Hillary Clinton, who had predicted Gaddafi’s death during a trip to Libya a few days before, jokes about the dictator’s brutal end with a CBS reporter and implicitly claims credit for it.

Double Standards at Slugger O’Toole?

Slugger O’Toole is Northern Ireland’s best known and most widely-read current affairs blog. Set up by Mick Fealty in 2002, it initially concentrated on Northern Ireland matters but has gradually expanded the breadth of its coverage, and its list of contributors, to include most points on the political and geographic compass. But there’s no doubt that it is Slugger’s coverage of Northern Ireland that brings the clicks.

Mick Fealty, founder of Slugger O'Toole

And Northern Ireland politics being what they are, there is no shortage of controversy about the stories that the blog posts, especially in the comments section where insults and abuse abound and often come close to violating the strict libel laws that operate in Ireland and the UK. Policing the comments section, and keeping Slugger O’Toole out of the libel courts, is surely one of Fealty’s more unenviable tasks.

Most of the time the system he put in place in recent years – requiring commenters to register and applying a ‘play the ball, not the man’ policy – seems to work and does so fairly, excluding the more egregious vilification. But like others who have had dealings with Slugger O’Toole, I have come across complaints of inconsistency and even double standards in the application of that policy, that those who are powerful, financially and politically, get a better deal than those who aren’t. Others say there are protected and unprotected species on the site, that is some journalists and public figures about whom criticism is rarely tolerated, much less abuse, and others about whom almost anything can be inferred.

Normally, I would dismiss complaints like this as sour grapes from people who came off second best in debates with opponents. Normally that would be my reaction, except I have personal experience at the hands of Slugger O’Toole and Mick Fealty that gives substance & weight to the complaint.

Back in April/May 2005 I was contacted by a friend in Belfast who suggested I have a look at some of the comments directed at me on one posting placed on the blog towards the end of April. There I read that I was “a sneaky little bully” who had no real republican sources but plenty in the security forces; that I hankered for a return to the days of “bombs and bullets” and that I had acted as adviser/policy developer and “consigliero” (sic) for the IRA leadership.
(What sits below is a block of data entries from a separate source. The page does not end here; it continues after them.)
PR #311, opened 2016-01-26
Add enabled state to store items.

peppy:
We need to be able to have hidden store items for internal use (tournament prizes for example) to generate invoices and tracking information. We also want to be able to hide items which are no longer relevant, such as the 2015 OWC banners.

This adds the basic ability to disable store products.


nanaya:
looks about right though there might be more state needed especially if user can view their previous purchases (linking to a 404 or just not linked at all isn't quite nice).

peppy:
we can add proper checking when that happens. need this merged today.

PR #317, opened 2016-01-29
User medals and historical

nanaya:
Rank history graph is coming soon™.


database/migrations/2016_01_29_090810_add_description_to_achievements.php
```diff
@@ -0,0 +1,30 @@
...
+{
+    /**
+     * Run the migrations.
+     *
+     * @return void
+     */
+    public function up()
+    {
+        Schema::table('osu_achievements', function ($table) {
+            $table->text('description')->after('name');
```
peppy: needs a default of '' or nullable + default NULL else i think this will fail when applying (has no default to apply to existing entries.

nanaya: weird but it ran for me and somehow just filled them in with empty strings. I'll update it.

nanaya:
mysql quality, I guess ¯\_(ツ)_/¯

```
MariaDB [osu]> create table dragons (id int not null, herp varchar(255) not null);
Query OK, 0 rows affected (0.16 sec)

MariaDB [osu]> show create table dragons\G
*************************** 1. row ***************************
       Table: dragons
Create Table: CREATE TABLE `dragons` (
  `id` int(11) NOT NULL,
  `herp` varchar(255) NOT NULL
) ENGINE=InnoDB DEFAULT CHARSET=utf8mb4
1 row in set (0.00 sec)

MariaDB [osu]> insert into dragons (id) values (1);
Query OK, 1 row affected, 1 warning (0.02 sec)

MariaDB [osu]> show warnings;
+---------+------+-------------------------------------------+
| Level   | Code | Message                                   |
+---------+------+-------------------------------------------+
| Warning | 1364 | Field 'herp' doesn't have a default value |
+---------+------+-------------------------------------------+
1 row in set (0.00 sec)

MariaDB [osu]> select * from dragons;
+----+------+
| id | herp |
+----+------+
|  1 |      |
+----+------+
1 row in set (0.00 sec)
```

PR #323, opened 2016-02-02
Achievement fixes

peppy:
Achievements are now ordered correctly into sub-groups (database `ordering`).


nanaya:
table structure dump needs updating... :fireworks: 

I'll update this later.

Now normally I would shrug off such slanderous nonsense. Ever since my book ‘A Secret History of the IRA’ was published I had been on the receiving end of mountains of similar abuse, mostly from Sinn Fein supporters who didn’t like what they had read between its covers. And there I would have left it except as I scanned the site I came across this, a comment posted on April 28th, 2005 by someone calling him or herself ‘Concerned Loyalist’ in response to other comments about a BBC Newsnight report that had named the membership of the IRA’s Army Council:
“Chris Gaskin,
You said that Newsnight have “put these men’s lives in danger”. How?
Around Christmas I named, on Slugger, the exact same 7 men as IRA Army Council members, but Mick took it off as he felt it could be libellous, which is fair enough……Concerned Loyalist”

I have to say that enraged me. Double standards in the treatment of people always do. Mick Fealty had moved immediately to protect the reputation of people who had directed a campaign of bombing, shooting & death in Ireland for many years yet had done nothing at all when I, a reporter of some standing, was called an IRA “consigliero”.
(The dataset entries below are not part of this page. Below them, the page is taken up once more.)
PR #325, opened 2016-02-02
Misc fixes

nanaya:
- error handlers
- less page reinitialization
- bug fixes

### DIFF
--- a/app/helpers.php
+++ b/app/helpers.php
@@ -303,17 +303,18 @@ function open_image($path, $dimensions = null)
         $dimensions = getimagesize($path);
     }
 
-    if ($dimensions === false) {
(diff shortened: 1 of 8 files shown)


app/helpers.php
```diff
@@ -303,13 +303,22 @@ function open_image($path, $dimensions = null)
...
     }
 
-    switch ($dimensions[2]) {
-        case IMAGETYPE_GIF:
+    if ($dimensions === false) {
+        return false;
+    }
+
+    try {
+        if ($dimensions[2] === IMAGETYPE_GIF) {
```
peppy: what's the reasoning behind if over switch here?

nanaya: something to do with avoiding php loose comparison.

PR #2300, opened 2018-01-30
topic_last_post_time should be set to null instead of 0

notbakaneko:
due to change from #2280


app/Models/Forum/Forum.php
```diff
@@ -38,6 +38,16 @@ class Forum extends Model
         'enable_sigs' => 'boolean',
     ];
 
+    public function getForumLastPostTimeAttribute($value)
```
nanaya: maybe grouped with other set/get attributes?

PR #2302, opened 2018-01-31
Fix scoreboard sorting

### LINKED ISSUE #2082: Beatmap leaderboards seem to display tied scores in random order
image
image)  

The old website and the ingame leaderboard displays tied scores in the order they were achieved, which makes sense. On the new website they don't seem to be listed in any particular order as far as I can tell.

nekodex:
fixes #2082


nanaya:
Dem foxes 🦊

nekodex:
Apparently using the `hidden` column is not a good idea until index is added/updated, so removing for now.

PR #2309, opened 2018-02-01
Better vote styling

nanaya:
Limit maximum length and add vertical scroll when in mobile.


notbakaneko:
This seems odd with mobile layout

image

nanaya:
As intended™

PR #2310, opened 2018-02-01
Hide unnecessary stats from bot userpages

### LINKED ISSUE #2268: Bot user pages should not show any stats
Similar to the [old site](https://osu.ppy.sh/u/3), bots (group_id 29) should have any stats sections should be omitted.

LiquidPL:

I am not a person who likes to contemplate suing. I dislike the libel laws which I believe are constructed more to protect the rich & powerful and to hide their excesses from public scrutiny than to prevent malicious commentary about innocent people. I didn’t want to sue in this case but I did write to Mick Fealty asking that the comments about me be removed. My first letter was ignored but eventually a lengthy correspondence ensued. However it wasn’t until the end of July that the matter was brought to an end, admittedly in a less than satisfactory way, and the comments removed. The Army Council got immediate satisfaction; I had to wait nearly three months.

Last week, Mick Fealty removed another posting from his site that concerned myself, but this time most definitely not at my request or wish. I had given an interview to an Irish-American website called TheWildGeese.com about the

Dolours Price, pictured several years ago

ongoing legal and political struggle to prevent the US authorities from confiscating archived interviews with former IRA members, notably Dolours Price, lodged in the archives of Boston College on behalf, we suspect, of the PSNI. But we don’t know for sure who is behind this as the subpoenas have, in echoes of the days of the Star Chamber, been sealed to maintain secrecy.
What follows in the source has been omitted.